┌─ Supplied material

PR #2768, opened 2018-07-01
libcdio, bump version

Begasus:

PR #3013, opened 2018-09-08
Revbump recipes depending on libcdio (new version)

Begasus:
Depending on https://github.com/haikuports/haikuports/pull/2768


fbrosson:
This is cool! Thanks @Begasus!

Reminder to the member who will merge this PR:

1) Please make sure #2768 has been merged.
(#2768 is not merged yet because we don't know yet if all the recipes being rev-bumped in this one, #3013, will build fine with the new release of libcdio.)
Hmm, @Begasus, in case you (or someone else) have already checked this, then we can merge #2768 :)

2) Please make sure the buildbots have finished building libcdio. In case something went wrong and we merge #3013 without having the new libcdio package then we would need to repeat the same rev-bumps...

3) **Most important:** The prefered merge method for this PR, #3013, is **"Rebase and merge"**. So please **do not** use "Squash and merge" here. Also remember that the default merge method for a given user is the last merge method used by that user. This means anyone doing a **"Rebase and merge"** should remember to select "Squash and merge" for the next PR (if that is what this user wants, of course.)

Begasus:
I've been trying to build avidemux and some of the other ones, but as they require quite some resources I couldn't finish to the end, system keeps freezing up, so it would be nice if someone with the right HW would be able to check this ...

PR #3019, opened 2018-09-09
Guile: bump

extrowerk:


dev-scheme/guile/guile-2.2.4.recipe
```diff
@@ -9,7 +9,7 @@ LICENSE="GNU LGPL v3"
 REVISION="1"
 SOURCE_URI="https://ftpmirror.gnu.org/guile/guile-$portVersion.tar.gz
 	https://ftp.gnu.org/gnu/guile/guile-$portVersion.tar.gz"
-CHECKSUM_SHA256="87ee07caef33c97ddc74bf3c29ce7628cfac12061f573e4a29a3a1176754610a"
+CHECKSUM_SHA256="33b904c0bf4e48e156f3fb1d0e6b0392033bd610c6c9d9a0410c6e0ea96a3e5c"
```
fbrosson: Suggestion: switch to `tar.xz`
```diff
-SOURCE_URI="https://ftpmirror.gnu.org/guile/guile-$portVersion.tar.gz
+SOURCE_URI="https://ftpmirror.gnu.org/guile/guile-$portVersion.tar.xz
-	https://ftp.gnu.org/gnu/guile/guile-$portVersion.tar.gz"
+	https://ftp.gnu.org/gnu/guile/guile-$portVersion.tar.xz"
-CHECKSUM_SHA256="33b904c0bf4e48e156f3fb1d0e6b0392033bd610c6c9d9a0410c6e0ea96a3e5c"
+CHECKSUM_SHA256="d9e8b94af7b206fcf52bec6501b921bd7d0bd7a31fb7e896a35ba8253678e31e"
```
I checked that the tarballs have the exact same contents:
```
cmp <(gzip -cd guile-2.2.4.tar.gz) <(xz -cd guile-2.2.4.tar.xz) ; echo $?
0
```

fbrosson: Hmm, the `tar.lz` is even smaller than the `tar.xz` (8.8 MiB instead of 10MiB), so you can even switch to `tar.lz`.

```diff
-SOURCE_URI="https://ftpmirror.gnu.org/guile/guile-$portVersion.tar.gz
+SOURCE_URI="https://ftpmirror.gnu.org/guile/guile-$portVersion.tar.lz
-	https://ftp.gnu.org/gnu/guile/guile-$portVersion.tar.gz"
+	https://ftp.gnu.org/gnu/guile/guile-$portVersion.tar.lz"
-CHECKSUM_SHA256="33b904c0bf4e48e156f3fb1d0e6b0392033bd610c6c9d9a0410c6e0ea96a3e5c"
+CHECKSUM_SHA256="b72724cb59d4cc1eed005a10a960831efe0f1f7bf17cc6a88fbfab0a48b4bf5c"
```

└─

What this task involves:
Repeat the material exactly. Begin with its first line and end with the line that has "Hmm, @Begasus, in".

Written reply:
PR #2768, opened 2018-07-01
libcdio, bump version

Begasus:

PR #3013, opened 2018-09-08
Revbump recipes depending on libcdio (new version)

Begasus:
Depending on https://github.com/haikuports/haikuports/pull/2768


fbrosson:
This is cool! Thanks @Begasus!

Reminder to the member who will merge this PR:

1) Please make sure #2768 has been merged.
(#2768 is not merged yet because we don't know yet if all the recipes being rev-bumped in this one, #3013, will build fine with the new release of libcdio.)
Hmm, @Begasus, in case you (or someone else) have already checked this, then we can merge #2768 :)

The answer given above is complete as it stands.